What you are asked to do:
Copy out each line of the data that contains "center".

[Data entries]
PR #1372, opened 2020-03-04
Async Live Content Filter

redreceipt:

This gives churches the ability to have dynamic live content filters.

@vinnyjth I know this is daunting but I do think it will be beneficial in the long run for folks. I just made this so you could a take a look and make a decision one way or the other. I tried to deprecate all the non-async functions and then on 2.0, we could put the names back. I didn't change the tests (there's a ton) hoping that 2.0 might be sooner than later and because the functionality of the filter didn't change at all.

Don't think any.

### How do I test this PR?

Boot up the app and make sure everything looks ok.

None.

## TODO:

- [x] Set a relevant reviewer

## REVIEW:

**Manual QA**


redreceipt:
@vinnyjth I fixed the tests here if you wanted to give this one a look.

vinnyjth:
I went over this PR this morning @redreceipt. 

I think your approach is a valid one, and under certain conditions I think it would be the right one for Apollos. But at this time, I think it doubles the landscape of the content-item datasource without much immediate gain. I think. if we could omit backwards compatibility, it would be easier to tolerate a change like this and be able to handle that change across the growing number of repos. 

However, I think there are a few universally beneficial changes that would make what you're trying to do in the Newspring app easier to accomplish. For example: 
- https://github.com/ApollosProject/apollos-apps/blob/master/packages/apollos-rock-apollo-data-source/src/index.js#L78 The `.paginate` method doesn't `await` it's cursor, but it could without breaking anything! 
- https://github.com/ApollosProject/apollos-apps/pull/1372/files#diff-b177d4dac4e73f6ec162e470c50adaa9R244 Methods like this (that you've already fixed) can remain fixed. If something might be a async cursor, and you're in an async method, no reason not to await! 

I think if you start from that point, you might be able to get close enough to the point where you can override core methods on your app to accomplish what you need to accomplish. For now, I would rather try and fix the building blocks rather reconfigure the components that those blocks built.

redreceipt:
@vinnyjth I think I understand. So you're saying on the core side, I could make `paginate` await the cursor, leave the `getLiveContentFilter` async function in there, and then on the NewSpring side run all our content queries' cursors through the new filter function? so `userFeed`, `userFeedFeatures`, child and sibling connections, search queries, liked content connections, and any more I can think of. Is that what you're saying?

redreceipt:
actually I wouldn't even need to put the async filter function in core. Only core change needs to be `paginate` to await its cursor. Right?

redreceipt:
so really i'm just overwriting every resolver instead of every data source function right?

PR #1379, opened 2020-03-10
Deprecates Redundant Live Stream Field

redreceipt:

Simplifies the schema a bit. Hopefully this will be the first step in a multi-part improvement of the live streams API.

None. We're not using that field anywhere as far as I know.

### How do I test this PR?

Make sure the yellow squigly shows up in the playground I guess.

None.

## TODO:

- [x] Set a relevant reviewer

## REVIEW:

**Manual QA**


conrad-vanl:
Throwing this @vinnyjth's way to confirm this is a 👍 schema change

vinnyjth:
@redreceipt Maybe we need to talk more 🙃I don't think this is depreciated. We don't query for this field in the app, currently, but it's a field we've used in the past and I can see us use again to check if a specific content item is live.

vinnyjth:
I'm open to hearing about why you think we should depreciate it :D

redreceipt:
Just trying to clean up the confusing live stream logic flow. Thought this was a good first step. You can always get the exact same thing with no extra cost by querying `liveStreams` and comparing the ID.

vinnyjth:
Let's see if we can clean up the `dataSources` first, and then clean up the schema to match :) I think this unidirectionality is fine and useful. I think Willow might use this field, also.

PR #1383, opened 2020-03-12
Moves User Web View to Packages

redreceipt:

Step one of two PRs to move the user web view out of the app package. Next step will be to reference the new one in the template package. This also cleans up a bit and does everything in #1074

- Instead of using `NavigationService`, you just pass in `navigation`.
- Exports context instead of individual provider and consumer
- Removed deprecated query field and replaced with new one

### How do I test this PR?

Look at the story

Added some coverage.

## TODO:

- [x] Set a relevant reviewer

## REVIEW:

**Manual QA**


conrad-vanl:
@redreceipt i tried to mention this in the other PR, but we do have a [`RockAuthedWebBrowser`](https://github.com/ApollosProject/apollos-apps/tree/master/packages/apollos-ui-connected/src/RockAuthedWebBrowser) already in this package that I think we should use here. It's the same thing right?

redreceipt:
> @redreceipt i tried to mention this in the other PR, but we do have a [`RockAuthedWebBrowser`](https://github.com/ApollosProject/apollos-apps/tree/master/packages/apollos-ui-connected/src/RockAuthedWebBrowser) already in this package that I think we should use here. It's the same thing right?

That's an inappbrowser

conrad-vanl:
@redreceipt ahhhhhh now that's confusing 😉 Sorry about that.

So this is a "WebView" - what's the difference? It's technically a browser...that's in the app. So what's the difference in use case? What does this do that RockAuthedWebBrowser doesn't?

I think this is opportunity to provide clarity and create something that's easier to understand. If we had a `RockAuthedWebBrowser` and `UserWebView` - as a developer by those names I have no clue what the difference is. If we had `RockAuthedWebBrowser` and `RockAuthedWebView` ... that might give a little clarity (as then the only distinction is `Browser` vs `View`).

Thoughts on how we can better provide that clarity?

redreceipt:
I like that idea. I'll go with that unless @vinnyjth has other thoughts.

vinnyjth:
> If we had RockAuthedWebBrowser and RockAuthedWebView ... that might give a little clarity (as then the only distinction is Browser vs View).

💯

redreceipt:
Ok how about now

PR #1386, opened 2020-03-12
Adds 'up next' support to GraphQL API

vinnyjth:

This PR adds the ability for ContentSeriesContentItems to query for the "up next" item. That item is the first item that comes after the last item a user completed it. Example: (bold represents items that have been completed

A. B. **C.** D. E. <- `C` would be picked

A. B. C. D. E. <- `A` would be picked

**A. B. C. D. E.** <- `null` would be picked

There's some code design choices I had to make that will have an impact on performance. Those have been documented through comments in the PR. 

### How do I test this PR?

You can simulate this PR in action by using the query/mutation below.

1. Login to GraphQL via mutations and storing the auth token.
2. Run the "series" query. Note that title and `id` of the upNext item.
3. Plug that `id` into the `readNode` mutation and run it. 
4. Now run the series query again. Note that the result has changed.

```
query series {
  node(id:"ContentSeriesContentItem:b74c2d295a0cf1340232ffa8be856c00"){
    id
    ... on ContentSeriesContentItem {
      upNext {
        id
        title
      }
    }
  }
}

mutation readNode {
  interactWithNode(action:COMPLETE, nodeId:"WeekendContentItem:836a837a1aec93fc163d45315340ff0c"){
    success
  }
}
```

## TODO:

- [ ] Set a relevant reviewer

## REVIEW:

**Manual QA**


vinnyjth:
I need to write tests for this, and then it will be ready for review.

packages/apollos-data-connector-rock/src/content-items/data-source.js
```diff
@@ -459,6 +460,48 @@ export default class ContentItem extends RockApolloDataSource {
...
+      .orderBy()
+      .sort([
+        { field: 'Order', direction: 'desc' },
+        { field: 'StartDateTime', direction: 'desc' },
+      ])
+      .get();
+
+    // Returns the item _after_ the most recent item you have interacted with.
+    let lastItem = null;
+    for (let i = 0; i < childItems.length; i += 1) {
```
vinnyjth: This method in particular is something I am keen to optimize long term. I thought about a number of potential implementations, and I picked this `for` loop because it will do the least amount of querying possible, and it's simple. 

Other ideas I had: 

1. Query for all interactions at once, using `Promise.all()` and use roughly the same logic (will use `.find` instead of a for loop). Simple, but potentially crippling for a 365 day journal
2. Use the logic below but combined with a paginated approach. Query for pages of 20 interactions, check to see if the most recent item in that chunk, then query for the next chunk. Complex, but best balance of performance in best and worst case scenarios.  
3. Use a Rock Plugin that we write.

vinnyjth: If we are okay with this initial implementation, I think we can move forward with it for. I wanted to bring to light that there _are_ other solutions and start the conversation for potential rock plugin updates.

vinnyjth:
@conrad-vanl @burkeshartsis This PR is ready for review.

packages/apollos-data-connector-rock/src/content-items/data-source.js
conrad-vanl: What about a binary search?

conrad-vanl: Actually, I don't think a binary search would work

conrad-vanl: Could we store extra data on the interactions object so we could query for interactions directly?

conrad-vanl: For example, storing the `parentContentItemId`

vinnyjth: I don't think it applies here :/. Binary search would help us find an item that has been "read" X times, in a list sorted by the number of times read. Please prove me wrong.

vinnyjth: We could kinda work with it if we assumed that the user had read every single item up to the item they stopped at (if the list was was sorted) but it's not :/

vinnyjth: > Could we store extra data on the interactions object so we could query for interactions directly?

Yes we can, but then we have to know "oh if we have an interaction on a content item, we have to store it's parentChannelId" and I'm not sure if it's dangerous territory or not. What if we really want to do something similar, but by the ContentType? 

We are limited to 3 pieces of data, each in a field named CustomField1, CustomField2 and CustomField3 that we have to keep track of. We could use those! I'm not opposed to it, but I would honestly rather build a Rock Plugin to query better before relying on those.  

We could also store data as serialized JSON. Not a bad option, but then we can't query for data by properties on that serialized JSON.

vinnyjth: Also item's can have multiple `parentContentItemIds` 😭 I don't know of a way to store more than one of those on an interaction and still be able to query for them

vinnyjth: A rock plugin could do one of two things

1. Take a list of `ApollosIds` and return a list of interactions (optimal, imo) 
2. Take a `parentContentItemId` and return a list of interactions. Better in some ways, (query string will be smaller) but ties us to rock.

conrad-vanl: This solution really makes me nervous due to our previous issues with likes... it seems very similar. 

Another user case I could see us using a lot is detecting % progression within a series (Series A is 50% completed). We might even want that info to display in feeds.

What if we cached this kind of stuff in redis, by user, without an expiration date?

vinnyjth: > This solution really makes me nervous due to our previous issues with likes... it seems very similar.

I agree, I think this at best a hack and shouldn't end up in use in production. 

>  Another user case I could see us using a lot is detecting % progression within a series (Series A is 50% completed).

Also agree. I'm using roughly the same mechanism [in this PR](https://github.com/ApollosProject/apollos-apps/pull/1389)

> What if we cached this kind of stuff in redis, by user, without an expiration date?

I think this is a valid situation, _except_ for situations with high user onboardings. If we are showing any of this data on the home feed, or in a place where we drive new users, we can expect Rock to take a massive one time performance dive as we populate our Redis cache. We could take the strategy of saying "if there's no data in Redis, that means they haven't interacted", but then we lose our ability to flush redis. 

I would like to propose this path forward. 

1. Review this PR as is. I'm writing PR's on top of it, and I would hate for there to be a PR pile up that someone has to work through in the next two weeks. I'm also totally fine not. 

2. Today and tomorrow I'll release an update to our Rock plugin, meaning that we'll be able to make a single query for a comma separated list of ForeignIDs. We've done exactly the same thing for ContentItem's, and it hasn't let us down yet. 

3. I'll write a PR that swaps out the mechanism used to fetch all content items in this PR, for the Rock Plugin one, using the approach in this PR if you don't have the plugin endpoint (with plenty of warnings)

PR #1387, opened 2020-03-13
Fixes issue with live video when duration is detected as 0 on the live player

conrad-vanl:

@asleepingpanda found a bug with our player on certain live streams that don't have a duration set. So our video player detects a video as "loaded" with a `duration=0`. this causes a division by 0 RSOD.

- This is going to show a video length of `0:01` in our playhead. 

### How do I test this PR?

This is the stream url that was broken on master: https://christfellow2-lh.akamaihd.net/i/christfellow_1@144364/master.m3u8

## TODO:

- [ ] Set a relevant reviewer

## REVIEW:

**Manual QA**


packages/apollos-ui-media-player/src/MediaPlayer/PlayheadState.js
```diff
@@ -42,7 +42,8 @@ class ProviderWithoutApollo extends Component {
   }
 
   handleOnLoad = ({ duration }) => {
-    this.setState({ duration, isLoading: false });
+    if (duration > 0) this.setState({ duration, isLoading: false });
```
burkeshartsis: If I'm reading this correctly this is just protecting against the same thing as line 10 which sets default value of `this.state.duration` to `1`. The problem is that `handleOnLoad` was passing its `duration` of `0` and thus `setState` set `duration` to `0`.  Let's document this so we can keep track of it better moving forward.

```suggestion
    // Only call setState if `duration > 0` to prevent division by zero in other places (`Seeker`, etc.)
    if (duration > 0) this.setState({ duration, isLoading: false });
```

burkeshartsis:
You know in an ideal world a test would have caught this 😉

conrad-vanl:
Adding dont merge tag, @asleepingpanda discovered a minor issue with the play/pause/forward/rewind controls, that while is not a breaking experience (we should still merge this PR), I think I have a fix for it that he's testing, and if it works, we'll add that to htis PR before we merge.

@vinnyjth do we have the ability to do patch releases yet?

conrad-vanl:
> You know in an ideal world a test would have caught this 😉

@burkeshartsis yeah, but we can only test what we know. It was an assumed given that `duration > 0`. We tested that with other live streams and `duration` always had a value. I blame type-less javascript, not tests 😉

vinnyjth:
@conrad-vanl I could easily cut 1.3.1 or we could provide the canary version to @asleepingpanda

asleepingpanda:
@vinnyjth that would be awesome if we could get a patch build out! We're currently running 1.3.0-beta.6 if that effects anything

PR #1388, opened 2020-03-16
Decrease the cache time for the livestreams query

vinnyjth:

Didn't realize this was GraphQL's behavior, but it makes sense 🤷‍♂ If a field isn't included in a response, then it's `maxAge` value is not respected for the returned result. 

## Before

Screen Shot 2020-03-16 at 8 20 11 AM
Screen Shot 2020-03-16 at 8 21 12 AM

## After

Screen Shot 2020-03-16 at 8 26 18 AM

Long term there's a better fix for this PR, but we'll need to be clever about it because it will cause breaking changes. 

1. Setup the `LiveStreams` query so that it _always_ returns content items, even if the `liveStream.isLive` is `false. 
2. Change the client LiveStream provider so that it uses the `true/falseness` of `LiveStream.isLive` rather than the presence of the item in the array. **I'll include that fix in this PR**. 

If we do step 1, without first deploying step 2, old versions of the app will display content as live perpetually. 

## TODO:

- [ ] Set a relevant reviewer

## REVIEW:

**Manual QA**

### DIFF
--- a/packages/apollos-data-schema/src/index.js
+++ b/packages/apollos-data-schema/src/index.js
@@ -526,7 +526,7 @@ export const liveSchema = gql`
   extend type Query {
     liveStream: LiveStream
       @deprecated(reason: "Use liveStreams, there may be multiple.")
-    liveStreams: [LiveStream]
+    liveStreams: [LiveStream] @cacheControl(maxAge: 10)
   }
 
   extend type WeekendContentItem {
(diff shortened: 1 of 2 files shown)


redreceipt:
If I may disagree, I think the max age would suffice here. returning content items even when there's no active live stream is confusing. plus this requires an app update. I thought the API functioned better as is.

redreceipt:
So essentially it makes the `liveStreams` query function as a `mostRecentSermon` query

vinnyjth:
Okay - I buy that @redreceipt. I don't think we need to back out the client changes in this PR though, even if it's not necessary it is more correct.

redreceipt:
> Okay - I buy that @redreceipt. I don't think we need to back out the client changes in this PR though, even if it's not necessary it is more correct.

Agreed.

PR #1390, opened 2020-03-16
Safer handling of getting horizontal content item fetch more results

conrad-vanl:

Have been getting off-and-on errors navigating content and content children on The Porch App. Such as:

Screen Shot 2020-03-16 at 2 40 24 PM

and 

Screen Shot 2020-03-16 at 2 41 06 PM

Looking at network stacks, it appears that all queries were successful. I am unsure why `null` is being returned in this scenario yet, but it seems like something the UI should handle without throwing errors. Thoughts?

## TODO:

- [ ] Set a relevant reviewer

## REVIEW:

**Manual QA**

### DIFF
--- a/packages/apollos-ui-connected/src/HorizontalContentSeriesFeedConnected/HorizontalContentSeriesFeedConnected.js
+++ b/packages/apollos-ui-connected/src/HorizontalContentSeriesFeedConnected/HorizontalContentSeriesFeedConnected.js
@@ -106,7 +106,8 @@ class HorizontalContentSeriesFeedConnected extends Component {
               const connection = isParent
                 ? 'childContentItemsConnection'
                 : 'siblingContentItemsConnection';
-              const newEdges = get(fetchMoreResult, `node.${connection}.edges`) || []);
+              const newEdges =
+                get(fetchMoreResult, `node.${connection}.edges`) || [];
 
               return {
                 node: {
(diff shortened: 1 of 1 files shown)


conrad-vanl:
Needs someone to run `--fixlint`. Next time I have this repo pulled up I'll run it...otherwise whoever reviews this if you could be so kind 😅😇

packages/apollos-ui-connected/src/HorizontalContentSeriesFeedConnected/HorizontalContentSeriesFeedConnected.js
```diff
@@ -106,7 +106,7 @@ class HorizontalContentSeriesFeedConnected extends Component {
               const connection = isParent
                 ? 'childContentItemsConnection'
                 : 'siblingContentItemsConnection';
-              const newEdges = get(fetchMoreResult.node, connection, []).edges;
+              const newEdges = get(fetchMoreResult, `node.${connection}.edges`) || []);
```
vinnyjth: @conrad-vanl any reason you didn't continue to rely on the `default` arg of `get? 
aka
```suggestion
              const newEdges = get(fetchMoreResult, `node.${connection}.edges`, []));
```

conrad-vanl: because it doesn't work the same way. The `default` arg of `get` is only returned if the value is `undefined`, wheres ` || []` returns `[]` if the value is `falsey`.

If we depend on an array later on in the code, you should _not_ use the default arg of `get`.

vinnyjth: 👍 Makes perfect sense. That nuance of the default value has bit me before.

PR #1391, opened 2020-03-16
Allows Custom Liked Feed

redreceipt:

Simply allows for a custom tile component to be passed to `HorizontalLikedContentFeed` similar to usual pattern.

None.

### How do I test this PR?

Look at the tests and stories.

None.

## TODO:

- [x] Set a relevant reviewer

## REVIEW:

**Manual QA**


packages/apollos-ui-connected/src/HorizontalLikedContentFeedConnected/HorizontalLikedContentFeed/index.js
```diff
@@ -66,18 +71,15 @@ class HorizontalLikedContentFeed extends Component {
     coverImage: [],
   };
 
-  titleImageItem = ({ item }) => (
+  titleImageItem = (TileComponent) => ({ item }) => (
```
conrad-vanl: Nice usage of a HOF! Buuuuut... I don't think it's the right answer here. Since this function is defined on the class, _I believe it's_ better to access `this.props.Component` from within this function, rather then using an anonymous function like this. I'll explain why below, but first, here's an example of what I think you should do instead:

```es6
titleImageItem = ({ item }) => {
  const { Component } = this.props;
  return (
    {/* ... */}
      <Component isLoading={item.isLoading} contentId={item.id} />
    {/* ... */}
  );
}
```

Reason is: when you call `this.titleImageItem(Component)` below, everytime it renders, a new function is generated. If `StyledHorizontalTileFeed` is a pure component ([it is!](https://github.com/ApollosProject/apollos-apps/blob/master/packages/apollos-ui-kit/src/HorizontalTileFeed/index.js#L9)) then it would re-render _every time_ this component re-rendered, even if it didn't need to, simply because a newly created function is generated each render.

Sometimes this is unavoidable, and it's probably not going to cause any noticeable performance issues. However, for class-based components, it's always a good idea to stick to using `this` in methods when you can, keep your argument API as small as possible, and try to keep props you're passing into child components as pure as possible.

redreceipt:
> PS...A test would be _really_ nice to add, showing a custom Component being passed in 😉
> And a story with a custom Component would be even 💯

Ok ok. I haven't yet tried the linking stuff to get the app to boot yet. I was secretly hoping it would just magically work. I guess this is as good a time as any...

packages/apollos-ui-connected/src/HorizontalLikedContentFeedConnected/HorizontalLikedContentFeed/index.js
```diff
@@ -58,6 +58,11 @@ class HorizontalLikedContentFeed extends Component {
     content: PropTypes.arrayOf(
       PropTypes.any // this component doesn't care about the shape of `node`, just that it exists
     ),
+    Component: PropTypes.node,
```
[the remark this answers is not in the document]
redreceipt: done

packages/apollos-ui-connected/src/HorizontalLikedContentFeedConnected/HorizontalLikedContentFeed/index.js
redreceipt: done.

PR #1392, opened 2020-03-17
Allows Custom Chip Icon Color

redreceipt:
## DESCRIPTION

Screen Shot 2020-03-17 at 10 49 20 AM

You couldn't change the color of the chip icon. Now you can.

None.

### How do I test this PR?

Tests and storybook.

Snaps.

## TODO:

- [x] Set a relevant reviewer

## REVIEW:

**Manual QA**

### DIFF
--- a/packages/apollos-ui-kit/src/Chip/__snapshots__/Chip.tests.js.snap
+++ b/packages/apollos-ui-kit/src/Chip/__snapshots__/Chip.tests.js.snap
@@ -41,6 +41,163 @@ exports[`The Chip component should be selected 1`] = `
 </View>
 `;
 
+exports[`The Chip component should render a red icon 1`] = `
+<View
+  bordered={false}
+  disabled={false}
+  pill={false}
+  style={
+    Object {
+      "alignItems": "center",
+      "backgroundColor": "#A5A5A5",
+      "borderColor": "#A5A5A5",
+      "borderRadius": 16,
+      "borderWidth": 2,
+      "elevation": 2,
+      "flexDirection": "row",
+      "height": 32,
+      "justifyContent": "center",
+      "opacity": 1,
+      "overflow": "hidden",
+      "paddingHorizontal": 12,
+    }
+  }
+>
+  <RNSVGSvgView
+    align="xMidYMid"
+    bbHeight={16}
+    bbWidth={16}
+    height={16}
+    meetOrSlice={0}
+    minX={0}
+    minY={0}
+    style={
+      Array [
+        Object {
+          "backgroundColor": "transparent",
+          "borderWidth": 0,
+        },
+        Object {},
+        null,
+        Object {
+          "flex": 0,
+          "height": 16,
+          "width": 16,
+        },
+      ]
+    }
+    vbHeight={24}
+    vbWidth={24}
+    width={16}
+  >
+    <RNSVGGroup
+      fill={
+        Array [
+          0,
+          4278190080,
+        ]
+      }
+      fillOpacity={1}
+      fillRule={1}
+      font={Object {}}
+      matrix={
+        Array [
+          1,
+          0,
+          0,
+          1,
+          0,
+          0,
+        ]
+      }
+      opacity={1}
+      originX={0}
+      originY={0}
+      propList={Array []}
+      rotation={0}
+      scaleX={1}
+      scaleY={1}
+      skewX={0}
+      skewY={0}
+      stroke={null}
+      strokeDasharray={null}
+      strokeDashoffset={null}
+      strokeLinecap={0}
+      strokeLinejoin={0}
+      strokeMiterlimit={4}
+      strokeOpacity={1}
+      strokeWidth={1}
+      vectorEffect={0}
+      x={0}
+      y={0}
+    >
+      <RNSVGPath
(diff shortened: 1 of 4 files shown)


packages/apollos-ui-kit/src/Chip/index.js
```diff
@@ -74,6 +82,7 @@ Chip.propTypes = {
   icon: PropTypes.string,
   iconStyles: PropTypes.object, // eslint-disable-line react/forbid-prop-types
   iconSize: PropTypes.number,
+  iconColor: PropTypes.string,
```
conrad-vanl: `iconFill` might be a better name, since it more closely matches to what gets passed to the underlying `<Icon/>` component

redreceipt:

Answer to the exercise:
+      "alignItems": "center",
+      "justifyContent": "center",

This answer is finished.